# Como conectar un rele 5 pines



## e-perez (Sep 12, 2007)

saludos a todos.......
necesito implementar un rele 5 pines para hacer prender una lampara a 110v, y estoy trabajando con un pic 16f88, si alguien me puede guiar como hacerlo le agradezco infinitamente.


----------



## Francisco Galarza (Sep 12, 2007)

Hola. Podés así como está en el dibujo. Perdón por la desprolijidad pero no tenia ganas de abrir el Multisim y lo hice en Paint.

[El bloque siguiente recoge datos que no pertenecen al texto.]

PR #40, opened 2024-11-10
Fix Huffman decoding table construction with long tables.

veluca93:
Also add some debug instrumentation to Huffman parsing and rename `util/tracing` to `util/tracing_wrappers`.


tirr-c (approved):
Seems to be working great! Now it's time to debug my ICC profile decoder...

Otra opción es usar un optoacoplador y un triac (personalmente prefiero evitar el uso de relays).


----------



## josecarlos007 (Ago 13, 2009)

que pines correspondenden a cada uno


----------



## pablo_4 (Ago 15, 2009)

En la mayoria de los RELES  nos india cual es cual, pero un moltimetro lo podemos averiguar.


----------



## GABILON (Ago 16, 2009)

josecarlos007 dijo:
			
		

> que pines correspondenden a cada uno


Hola. En la mayoria de los reles de cinco patas te encontrarás con la siguiente disposisción, a saber:
en un extremo dos patas que son los extremos de la bobina, si te fijas con un tester debería indicarte un valor de resistencia muy próximo a cero. en el otro extremo, verás que están las otras tres patas restantes, pues la del medio es el común, donde podrías, por ejemplo conectar un extremos de tus 220v, y las otras dos son los contactos del relé, siendo uno Normal Abierto (puede haber una sigla NA ó NO) y otro Normal Cerrado (NC ó NC jaja) estas siglas te indican la posición en estado de reposo del relé, es decir, sin alimentación, si te fijas con el tester, entre el común (C ó Cm) y el NA tenés que encontrar resistencia infinita, en caso contrario si es resisitencia 0, estás midiendo el NC. En el NA ó en el NC deberias conectar el otro extremo de tus 220v, recuerda que tu relé funcionará como llave, si usas la pata de NA, cunado tu pic envie un 1, la lámpara encenderá, en cambio, si usas el NC, la lámpara permanecerá encendida hasta que reciba el famoso 1 de tu pic. El diseño que te enviaron es correcto, puedes cambiar el transistor casi con seguridad por algún driver como los ULN2803 que te vendrán mas que bien si piensas usar mas de un relé.
PD: una cosa más, si mides y encuentras resistencia infinita, mide también la otra pata para asegurarte que tengas 0 de resistencia allí, porque también podrías tener resistencia infinita entre NC y NA y estar equivocado con la disposición de los pines.
suerte


----------



## BLAS13175 (Jun 4, 2011)

gracias por sus comentarios fueron de gran ayuda


----------



## ilcapo (Jul 4, 2011)

Francisco Galarza dijo:


> Hola. Podés así como está en el dibujo. Perdón por la desprolijidad pero no tenia ganas de abrir el Multisim y lo hice en Paint.
> 
> Otra opción es usar un optoacoplador y un triac (personalmente prefiero evitar el uso de relays).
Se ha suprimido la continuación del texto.